Créer une application de communication distribuée open source comme Jami n'est pas une tâche simple. Le manque de serveur entraîne de nombreux obstacles qui rendent cette architecture difficile à mettre en œuvre sans affecter l'expérience utilisateur. Dans cet article, nous discuterons de la principale raison éthique qui nous a motivés à prendre cette décision de conception.

"Nous ne pouvons pas avoir une société dans laquelle, si deux personnes souhaitent communiquer, la seule façon que cela se produise, est qu’elle soit financée par un tiers qui souhaite les manipuler."
- Jaron Lanier (2018)

Notre principale motivation pour créer la plateforme de communication distribuée Jami est éthique. Comme Jaron Lanier l'a expliqué dans sa conférence TED 2018, les outils de communication Internet les plus populaires monétisent leurs services en analysant les informations de leurs utilisateurs afin de prédire et d'influencer leur comportement avec des publicités ciblées. Cela crée une structure incitative qui les conduit à rendre leurs plateformes aussi addictives que possible afin de maximiser le temps que leurs utilisateurs y consacrent, les données personnelles qu'elles génèrent et les publicités qu'elles voient. Nous pensons que c'est mal et nous voulions créer une alternative qui protège la vie privée des utilisateurs et leur donne un contrôle total sur leurs données personnelles. Dans les pays où la liberté d'expression est un véritable problème, des outils tels que Jami peuvent fournir à leurs citoyens les moyens d'atténuer les risques de représailles de leur gouvernement lorsqu'ils partagent du contenu interdit. Comme nous l'avons vu avec le système de crédit social de Chine et les élections impliquant Cambridge Analytica , l'accès aux données personnelles peut donner à des entités puissantes la possibilité d'opprimer et de manipuler des personnes.

Permettre à nos utilisateurs de communiquer directement entre eux sans avoir à s'appuyer sur une autorité centrale, il est extrêmement difficile pour quiconque de les écouter, même pour nous. En théorie, il est également possible pour les services centralisés de s’empêcher de lire les données des utilisateurs si elles sont chiffrées et si la clé n’est jamais sur le serveur. Cependant, ils pouvaient toujours accéder aux métadonnées telles que l'heure, la taille et le destinataire des communications. De plus, les architectures distribuées ont l'avantage de réduire le nombre d'intermédiaires pouvant exploiter les vulnérabilités de l'algorithme de chiffrement. En matière de confidentialité, rien n'est parfaitement sécurisé, mais une architecture distribuée combinée à un chiffrement de bout en bout est bien meilleure que ces deux précautions en soi.
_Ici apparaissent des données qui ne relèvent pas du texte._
PR #324, opened 2024-11-25
MTG-959 fix a few issues with core assets

n00m4d:
# What

This PR fixes a few issues with Core assets.

1. If there is no authority for asset it will not return system prog adress but empty string instead.

2. For Core collections API doesn't check collection verification field.

3. If there is no collection for asset `showUnverifiedCollection` flag should not affect the API response.

4. Please take a closer look at changes in `nft_ingester/src/processors/account_based/mpl_core_processor.rs`. It was made to fix plugin ordering for assets. Kinda minor stuff so maybe we don't need it because it adds convertion from HashMap to BTreeMap during asset processing time but without that change same plugins list can be shown in different order on API side.

### DIFF
--- a/nft_ingester/src/api/dapi/asset.rs
+++ b/nft_ingester/src/api/dapi/asset.rs
@@ -3,6 +3,7 @@ use std::string::ToString;
 use std::sync::Arc;
 
 use entities::api_req_params::{AssetSortDirection, Options};
+use entities::enums::SpecificationAssetClass;
 use entities::models::{AssetSignatureWithPagination, OffChainData};
 use interface::asset_sigratures::AssetSignaturesGetter;
 use interface::json::{JsonDownloader, JsonPersister};
@@ -73,7 +74,7 @@ fn convert_rocks_asset_model(
         asset_leaf: leaf,
         offchain_data,
         asset_collections: data.collection.clone(),
-        assets_authority: data.authority.clone().unwrap_or(AssetAuthority::default()),
+        assets_authority: data.authority.clone(),
         edition_data: static_data
             .edition_address
             .and_then(|e| asset_selected_maps.editions.get(&e).cloned()),
@@ -135,17 +136,18 @@ fn asset_selected_maps_into_full_asset(
     options: &Options,
 ) -> Option<FullAsset> {
     if !options.show_unverified_collections {
-        if let Some(collection_data) = asset_selected_maps
-            .asset_complete_details
-            .get(id)
-            .and_then(|a| a.collection.clone())
-        {
-            if !collection_data.is_collection_verified.value {
-                return None;
+        if let Some(asset_complete_details) = asset_selected_maps.asset_complete_details.get(id) {
+            if let Some(asset_static_details) = &asset_complete_details.static_details {
+                // collection itself cannot have a collection
+                // TODO!: should we also include in this check FungibleToken?
+                if &asset_static_details.specification_asset_class != &SpecificationAssetClass::MplCoreCollection {
+                    if let Some(collection_details) = &asset_complete_details.collection {
+                        if !collection_details.is_collection_verified.value {
+                            return None;
+                        }
+                    }
+                }
             }
-        } else {
-            // don't have collection data == collection unverified
-            return None;
         }
     }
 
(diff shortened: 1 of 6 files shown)


nft_ingester/src/processors/account_based/mpl_core_processor.rs
```diff
@@ -76,9 +77,9 @@ impl MplCoreProcessor {
         // If it is an `Address` type, use the value directly.  If it is a `Collection`, search for and
         // use the collection's authority.
         let update_authority = match asset.update_authority {
-            UpdateAuthority::Address(address) => address,
+            UpdateAuthority::Address(address) => Some(address),
             UpdateAuthority::Collection(address) => storage.get_authority(address),
-            UpdateAuthority::None => Pubkey::default(),
+            UpdateAuthority::None => Some(Pubkey::default()),
```
StanChe, line 82: Why are we using default here instead of None?

nft_ingester/src/processors/account_based/mpl_core_processor.rs
```diff
@@ -133,7 +134,14 @@ impl MplCoreProcessor {
             })
             .unwrap_or((0, &default_creators));
 
-        let mut plugins_json = serde_json::to_value(&asset.plugins)
+        // convert HashMap plugins into BTreeMap to have always same plugins order
+        // for example without ordering 2 assets with same plugins can have different order saved in DB
+        // it affects only API response and tests
+        let ordered_plugins: BTreeMap<_, _> = asset.plugins
```
StanChe, line 140: wdyt of sorting when you're building the response? The json and order are a bit tricky, as you're implicitly relying on the reading code not to decode it as a map again.

nft_ingester/src/processors/account_based/mpl_core_processor.rs
```diff
@@ -254,12 +262,16 @@ impl MplCoreProcessor {
             created_at: account_data.slot_updated as i64,
             edition_address: None,
         });
-        models.asset_authority = Some(AssetAuthority {
-            pubkey: asset_key,
-            authority: update_authority,
-            slot_updated: account_data.slot_updated,
-            write_version: Some(account_data.write_version),
-        });
+        if let Some(upd_auth) = update_authority {
```
StanChe, line 265: this one may be None only for collections, and is not none if the asset.update_authority is none. Is this how it's intended to work?

nft_ingester/src/processors/account_based/mpl_core_processor.rs
```diff
@@ -133,7 +134,14 @@ impl MplCoreProcessor {
             })
             .unwrap_or((0, &default_creators));
 
-        let mut plugins_json = serde_json::to_value(&asset.plugins)
+        // convert HashMap plugins into BTreeMap to have always same plugins order
+        // for example without ordering 2 assets with same plugins can have different order saved in DB
+        // it affects only API response and tests
+        let ordered_plugins: BTreeMap<_, _> = asset.plugins
+            .iter()
+            .map(|(key, value)| (format!("{:?}", key), value))
```
StanChe, line 142: why format here? doesn't serve properly encode the PluginType? Looks like `asset.plugins.iter().collect()` should have worked, didn't it?

n00m4d: no it's not. Because HashMap as a key has `PluginType` type and that type doesn't implement `Ord`. But this convertion requires this type to be `Ord`

StanChe (approved):

nft_ingester/src/api/dapi/asset.rs
```diff
@@ -135,17 +136,18 @@ fn asset_selected_maps_into_full_asset(
...
-            .get(id)
-            .and_then(|a| a.collection.clone())
-        {
-            if !collection_data.is_collection_verified.value {
-                return None;
+        if let Some(asset_complete_details) = asset_selected_maps.asset_complete_details.get(id) {
+            if let Some(asset_static_details) = &asset_complete_details.static_details {
+                // collection itself cannot have a collection
+                // TODO!: should we also include in this check FungibleToken?
+                if &asset_static_details.specification_asset_class != &SpecificationAssetClass::MplCoreCollection {
```
RequescoS, line 143: Can other protocols have collections as separate assets/accounts? If so, maybe we can check it somehow (i mean check if the account/asset represents a collection). Maybe it sounds like a separate ticket, so there are no actions required now

RequescoS (approved):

Même ceux qui pensent qu'ils n'ont rien à cacher aux gouvernements et aux entreprises devraient s'inquiéter de la façon dont les outils qu'ils utilisent sont optimisés généralement afin d'influencer les comportements et d'augmenter la dépendance. Plutôt que de se demander pourquoi se soucier de la confidentialité, ils devraient se demander pourquoi leurs données sont si précieuses pour ces organisations. Tant que les modèles commerciaux sont basés sur des annonces, les données personnelles des utilisateurs seront exploitées pour capter l'attention aussi longtemps que possible et rendre les annonces plus personnalisées, car c'est ce qui génère des revenus.
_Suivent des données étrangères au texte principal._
PR #325, opened 2024-11-26
[mtg-778] Clean asset slot update idx

kstepanovdev:
After each synchronization redundant idxs will be removed from the rocksDb

### DIFF
--- a/nft_ingester/src/bin/ingester/main.rs
+++ b/nft_ingester/src/bin/ingester/main.rs
@@ -815,7 +815,6 @@ pub async fn main() -> Result<(), IngesterError> {
                             }
                             Err(e) => {
                                 error!("Failed to clean synchronized indexes for {:?} with error {}", asset_type, e);
-                                break;
                             }
                         }
                         tokio::time::sleep(Duration::from_secs(SECONDS_TO_RETRY_IDXS_CLEANUP)).await;


rocks-db/src/asset_client.rs
```diff
@@ -113,6 +113,45 @@ impl Storage {
...
+                let from = key_type_pairs[0].0.clone();
+                (from, cf)
+            }
+        };
+
+        if from == last_synced_key {
+            return Ok(());
+        }
+
+        let mut batch = rocksdb::WriteBatchWithTransaction::<false>::default();
```
RequescoS, line 127: Can you please explain the reason for using batch here? It seems like you perform a single operation on this batch, so does it make sense to use it at all?

rocks-db/src/batch_savers.rs
```diff
@@ -270,4 +270,13 @@ impl BatchSaveStorage {
         }
         Ok(())
     }
+
+    pub fn clean_syncronized_idxs(
```
RequescoS, line 274: Do we need such wrapper functions?

nft_ingester/tests/api_tests.rs
```diff
@@ -3714,4 +3714,118 @@ mod tests {
...
+
+        while let Some(_) = idx_fungible_asset_iter.next() {
+            number_of_fungible_idxs += 1;
+        }
+        assert_eq!(number_of_fungible_idxs, 1);
+
+        while let Some(_) = idx_non_fungible_asset_iter.next() {
+            number_of_non_fungible_idxs += 1;
+        }
+        assert_eq!(number_of_non_fungible_idxs, 3);
```
RequescoS, line 3798: nit: you can use iter_start().count()

RequescoS:
Great job, thank you! Left only a couple of minor comments

rocks-db/src/asset_client.rs
kstepanovdev: Not needed anymore, indeed. Previously it was multiple deletions via iterator

nft_ingester/src/index_syncronizer.rs
```diff
@@ -172,44 +172,71 @@ where
...
             SyncStatus::RegularSyncRequired(state) => {
                 self.regular_nft_syncronize(rx, state.last_indexed_key, state.last_known_key)
-                    .await
+                    .await?;
             }
-            SyncStatus::NoSyncRequired => Ok(()),
+            SyncStatus::NoSyncRequired => {}
+        }
+
+        if let Some(encoded_key) = self.index_storage.fetch_last_synced_id(asset_type).await? {
```
RequescoS, line 193: We always expert fetch_last_synced_id() return here Some(_) because if we receive None it will mean that some jobs are incomplete or we have some bug in code. So, maybe use ok_or()? Or at least add an error log if fetch_last_synced_id returned None

RequescoS (approved):

nft_ingester/tests/api_tests.rs
```diff
@@ -3714,4 +3716,109 @@ mod tests {
...
+        let idx_fungible_asset_iter = env
+            .rocks_env
+            .storage
+            .fungible_assets_update_idx
+            .iter_start();
+        let idx_non_fungible_asset_iter = env.rocks_env.storage.assets_update_idx.iter_start();
+        assert_eq!(idx_fungible_asset_iter.count(), 1);
+        assert_eq!(idx_non_fungible_asset_iter.count(), cnt + 2);
+
+        for asset_type in ASSET_TYPES {
```
n00m4d, line 3792: NIT: wdyt about wrapping part of this stuff with function? then we should not copy past it from `ingester/main.rs`

n00m4d (approved):

nft_ingester/src/bin/ingester/main.rs
```diff
@@ -75,6 +76,7 @@ pub const DEFAULT_ROCKSDB_PATH: &str = "./my_rocksdb";
 pub const ARWEAVE_WALLET_PATH: &str = "./arweave_wallet.json";
 pub const DEFAULT_MIN_POSTGRES_CONNECTIONS: u32 = 100;
 pub const DEFAULT_MAX_POSTGRES_CONNECTIONS: u32 = 100;
+pub const SECONDS_TO_RETRY_IDXS_CLEANUP: u64 = 15;
```
StanChe, line 79: make if less often, like once in 15 mins

nft_ingester/src/bin/ingester/main.rs
```diff
@@ -800,6 +800,31 @@ pub async fn main() -> Result<(), IngesterError> {
...
+
+                match clean_syncronized_idxs(primary_rocks_storage.clone(), asset_type) {
+                    Ok(_) => {
+                        info!("Cleaned synchronized indexes for {:?}", asset_type);
+                    }
+                    Err(e) => {
+                        error!("Failed to clean synchronized indexes for {:?} with error {}", asset_type, e);
+                    }
+                }
+                tokio::time::sleep(Duration::from_secs(SECONDS_TO_RETRY_IDXS_CLEANUP)).await;
```
StanChe, line 821: how does it work with termination (ctrl+c) of the app? we usually switch on it and the shutdown_rx

rocks-db/src/asset_client.rs
```diff
@@ -113,6 +113,22 @@ impl Storage {
...
+        asset_type: AssetType,
+        last_synced_key: Vec<u8>,
+    ) -> Result<()> {
+        let cf = match asset_type {
+            AssetType::Fungible => self.fungible_assets_update_idx.handle(),
+            AssetType::NonFungible => self.assets_update_idx.handle(),
+        };
+
+        let from = vec![];
+        self.db.delete_range_cf(&cf, from, last_synced_key)?;
```
RequescoS, line 128: Maybe add some additional metrics to track the execution time of this operation?

RequescoS (approved):

StanChe (approved):
just drop that break and we're good to go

La proposition de Jaron pour résoudre ce problème était d'inciter les entreprises à cesser d'offrir des services gratuits en ligne. Bien que cela puisse en effet réduire les incitations à collecter des données personnelles, la plupart des économistes diraient que la demande de services gratuits ne va pas s'arrêter et tant qu'il est possible de les monétiser, il y aura quelqu'un pour les fournir. Il est donc peu probable que les services gratuits disparaissent un jour d'Internet, mais ce que Jaron semble avoir négligé, c'est qu'ils ne doivent pas nécessairement être financés par la publicité. Dans l'article de la semaine prochaine, nous discuterons des autres avantages plus pratiques de l'architecture distribuée de Jami et de la façon dont notre modèle commercial peut les exploiter pour fournir un logiciel libre et open source (FOSS) à tout le monde sans collecter ni monétiser les données utilisateur.